**What to do**
Print all of the data exactly as written.

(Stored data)

════════════════

PR #702, opened 2018-03-17
move contract.eventFilter to contract.events.*.createFilter

dylanjw:
### What was wrong?

The contract.events.* api doesnt do very much yet.

### How was it fixed?

Add deprecation warning to `contract.eventFilter`, and create a new method `contract.events.<event_name>.createFilter()`

#### Cute Animal Picture

image


docs/contracts.rst
```diff
@@ -129,7 +129,7 @@ Each Contract Factory exposes the following methods.
 
     Returns the transaction hash for the deploy transaction.
 
-.. py:classmethod:: Contract.eventFilter(event_name, filter_params=None)
+.. py:classmethod:: Contract.events.<event name>.createFilter(filter_params=None)
```
pipermerriam: Just realizing we're using a legacy API that was never really re-evaluated for whether we could improve it.


What if instead of `filter_params` as a single argument you could pass in all of the individual values allowed in filter params, probably as keyword arguments.

```python
c.events.Transfer.createFilter(topics=..., args=..., _from=..., fromBlock=..., toBlock=...)
```

Note that `_from` kind of awkward due to the collision with the `from` keyword in python so maybe we could even change that one to `address=...`?

dylanjw: What if we kept the filter param dict as an option to give raw arguments, and had the new kwargs do some argument processing.  For example, if providing `topics` through the keyword arg, you wouldnt need to include the event signature as the first arg and could enter the other topics as strings or integers values, rather than hex string representations.

Also, the AND or OR syntax for topics is a little odd:

from the json-rpc doc:

>A note on specifying topic filters:

>Topics are order-dependent. A transaction with a log with topics [A, B] will be matched by the following topic filters:

>   [] "anything"
>   [A] "A in first position (and anything after)"
>   [null, B] "anything in first position AND B in second position (and anything after)"
>   [A, B] "A in first position AND B in second position (and anything after)"
>   [[A, B], [A, B]] "(A OR B) in first position AND (A OR B) in second position (and anything after)"

Can you think of a clearer syntax? Maybe a single string of topics with "," for AND (e.g, followed by...) "|" for OR and "*" for ANY?  The above examples would look like:

"*"
"A"
"*, B"
"A, B"
"A|B, A|B"

Im not sure that this is an improvement. It would be cool if the "and anything after" matching could be controlled with the syntax, but I dont think there is a way to have "and nothing after".

pipermerriam: Maybe rather than a DLS (which is what the string based version you proposed) we could do this with a custom helper type.

```
>>> t(A) & t(B)) , t(A) | t(B)
[[A, B], [A, B]]
```

This fancy new `t` class would have custom written `__and__` and `__or__` methods which evaluated to the list form for the topic.

pipermerriam: I just looked up the spec and I don't think my fancy new type idea will work.

carver: So far, when people get stuck on events, it's not because they are confused by the topic filters. We should fix the things we know are broken, and keep transparency to the json-rpc layer where we're not sure.

Some examples of things that I have seen trip people up: 1) default fromBlock value is `latest` and the event they're looking for already happened, 2) and disappearing filters on the client.

Some crazy options for the first:
- deviate from the `fromBlock` default in json-rpc, so that it is 0
- *require* that people specify a `fromBlock` when creating a filter?
- always return a result with log queries, with a value like `{fromBlock: 1234, toBlock:1237, events: [], allEvents: [{event-that-did-not-match}]}`, so that it's clear what blocks are being inspected. There are negative performance implications, but maybe you could opt out of that behavior for production.
-

carver: I take it back: https://github.com/ethereum/web3.py/issues/188 is an example of confusion on filter topics. Although I'd still argue it's less common that the others.

dylanjw: I like the idea of requiring a fromBlock, and including some metadata about the search in the results.  Im less keen on adding the non-matching events to the filter results.  

I think forcing users to think about a choice for the `fromBlock` parameter should be enough. I would prefer keeping the default as `latest` than changing to 0. Typically you need to set up an event listener before catching events. It seems like a more unique situation to listen for events from the past.

dylanjw: I added an explanation of how the topic matching works to the doc, so maybe thats enough for #188

docs/contracts.rst
```diff
@@ -129,7 +129,7 @@ Each Contract Factory exposes the following methods.
 
     Returns the transaction hash for the deploy transaction.
 
-.. py:classmethod:: Contract.eventFilter(event_name, filter_params=None)
```
pipermerriam: Given that this method is still present, we should leave it in the documentation and just mark it as having been deprecated.

```python
.. warning:: The `Contract.eventFilter` method has been deprecated in favor of .......
```

web3/providers/eth_tester/middleware.py
```diff
@@ -35,7 +36,11 @@ def is_named_block(value):
     return value in {"latest", "earliest", "pending"}
 
 
-to_integer_if_hex = apply_formatter_if(is_string, hex_to_integer)
+def is_str_is_hex(value):
```
pipermerriam: Would naming this `is_hexstr` be more consistent with our existing naming convention?

carver:
I've seen at least one person who wants to catch *all* events coming out of a contract, so I'm not so sure we want to drop `contract.eventFilter()`. But I don't feel strongly about it, especially since we're not removing the feature for a while. We can always un-deprecate it later.

web3/contract.py
```diff
@@ -1132,6 +1133,46 @@ def _parse_logs(self, txn_receipt):
                 continue
             yield decoded_log
 
+    @combomethod
+    def createFilter(
+            self, *,  # PEP 3102
+            argument_filters=dict(),
```
pipermerriam: This should get fixed.  Mutable values as defaults for function arguments is an antipattern:

http://docs.python-guide.org/en/latest/writing/gotchas/

This specific case, I don't think it causes any problems, but still something we should avoid.

web3/contract.py
```diff
@@ -1132,6 +1133,46 @@ def _parse_logs(self, txn_receipt):
...
+            fromBlock=None,
+            toBlock="latest",
+            address=None,
+            topics=list()):
```
pipermerriam: Same here, should be changed to `None` and then defaulted to an empty list conditionally if it is `None`

web3/contract.py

════════════════

**Your response**
PR #702, opened 2018-03-17
move contract.eventFilter to contract.events.*.createFilter

dylanjw:
### What was wrong?

The contract.events.* api doesnt do very much yet.

### How was it fixed?

Add deprecation warning to `contract.eventFilter`, and create a new method `contract.events.<event_name>.createFilter()`

#### Cute Animal Picture

image


docs/contracts.rst
```diff
@@ -129,7 +129,7 @@ Each Contract Factory exposes the following methods.
 
     Returns the transaction hash for the deploy transaction.
 
-.. py:classmethod:: Contract.eventFilter(event_name, filter_params=None)
+.. py:classmethod:: Contract.events.<event name>.createFilter(filter_params=None)
```
pipermerriam: Just realizing we're using a legacy API that was never really re-evaluated for whether we could improve it.


What if instead of `filter_params` as a single argument you could pass in all of the individual values allowed in filter params, probably as keyword arguments.

```python
c.events.Transfer.createFilter(topics=..., args=..., _from=..., fromBlock=..., toBlock=...)
```

Note that `_from` kind of awkward due to the collision with the `from` keyword in python so maybe we could even change that one to `address=...`?

dylanjw: What if we kept the filter param dict as an option to give raw arguments, and had the new kwargs do some argument processing.  For example, if providing `topics` through the keyword arg, you wouldnt need to include the event signature as the first arg and could enter the other topics as strings or integers values, rather than hex string representations.

Also, the AND or OR syntax for topics is a little odd:

from the json-rpc doc:

>A note on specifying topic filters:

>Topics are order-dependent. A transaction with a log with topics [A, B] will be matched by the following topic filters:

>   [] "anything"
>   [A] "A in first position (and anything after)"
>   [null, B] "anything in first position AND B in second position (and anything after)"
>   [A, B] "A in first position AND B in second position (and anything after)"
>   [[A, B], [A, B]] "(A OR B) in first position AND (A OR B) in second position (and anything after)"

Can you think of a clearer syntax? Maybe a single string of topics with "," for AND (e.g, followed by...) "|" for OR and "*" for ANY?  The above examples would look like:

"*"
"A"
"*, B"
"A, B"
"A|B, A|B"

Im not sure that this is an improvement. It would be cool if the "and anything after" matching could be controlled with the syntax, but I dont think there is a way to have "and nothing after".

pipermerriam: Maybe rather than a DLS (which is what the string based version you proposed) we could do this with a custom helper type.

```
>>> t(A) & t(B)) , t(A) | t(B)
[[A, B], [A, B]]
```

This fancy new `t` class would have custom written `__and__` and `__or__` methods which evaluated to the list form for the topic.

pipermerriam: I just looked up the spec and I don't think my fancy new type idea will work.

carver: So far, when people get stuck on events, it's not because they are confused by the topic filters. We should fix the things we know are broken, and keep transparency to the json-rpc layer where we're not sure.

Some examples of things that I have seen trip people up: 1) default fromBlock value is `latest` and the event they're looking for already happened, 2) and disappearing filters on the client.

Some crazy options for the first:
- deviate from the `fromBlock` default in json-rpc, so that it is 0
- *require* that people specify a `fromBlock` when creating a filter?
- always return a result with log queries, with a value like `{fromBlock: 1234, toBlock:1237, events: [], allEvents: [{event-that-did-not-match}]}`, so that it's clear what blocks are being inspected. There are negative performance implications, but maybe you could opt out of that behavior for production.
-

carver: I take it back: https://github.com/ethereum/web3.py/issues/188 is an example of confusion on filter topics. Although I'd still argue it's less common that the others.

dylanjw: I like the idea of requiring a fromBlock, and including some metadata about the search in the results.  Im less keen on adding the non-matching events to the filter results.  

I think forcing users to think about a choice for the `fromBlock` parameter should be enough. I would prefer keeping the default as `latest` than changing to 0. Typically you need to set up an event listener before catching events. It seems like a more unique situation to listen for events from the past.

dylanjw: I added an explanation of how the topic matching works to the doc, so maybe thats enough for #188

docs/contracts.rst
```diff
@@ -129,7 +129,7 @@ Each Contract Factory exposes the following methods.
 
     Returns the transaction hash for the deploy transaction.
 
-.. py:classmethod:: Contract.eventFilter(event_name, filter_params=None)
```
pipermerriam: Given that this method is still present, we should leave it in the documentation and just mark it as having been deprecated.

```python
.. warning:: The `Contract.eventFilter` method has been deprecated in favor of .......
```

web3/providers/eth_tester/middleware.py
```diff
@@ -35,7 +36,11 @@ def is_named_block(value):
     return value in {"latest", "earliest", "pending"}
 
 
-to_integer_if_hex = apply_formatter_if(is_string, hex_to_integer)
+def is_str_is_hex(value):
```
pipermerriam: Would naming this `is_hexstr` be more consistent with our existing naming convention?

carver:
I've seen at least one person who wants to catch *all* events coming out of a contract, so I'm not so sure we want to drop `contract.eventFilter()`. But I don't feel strongly about it, especially since we're not removing the feature for a while. We can always un-deprecate it later.

web3/contract.py
```diff
@@ -1132,6 +1133,46 @@ def _parse_logs(self, txn_receipt):
                 continue
             yield decoded_log
 
+    @combomethod
+    def createFilter(
+            self, *,  # PEP 3102
+            argument_filters=dict(),
```
pipermerriam: This should get fixed.  Mutable values as defaults for function arguments is an antipattern:

http://docs.python-guide.org/en/latest/writing/gotchas/

This specific case, I don't think it causes any problems, but still something we should avoid.

web3/contract.py
```diff
@@ -1132,6 +1133,46 @@ def _parse_logs(self, txn_receipt):
...
+            fromBlock=None,
+            toBlock="latest",
+            address=None,
+            topics=list()):
```
pipermerriam: Same here, should be changed to `None` and then defaulted to an empty list conditionally if it is `None`

web3/contract.py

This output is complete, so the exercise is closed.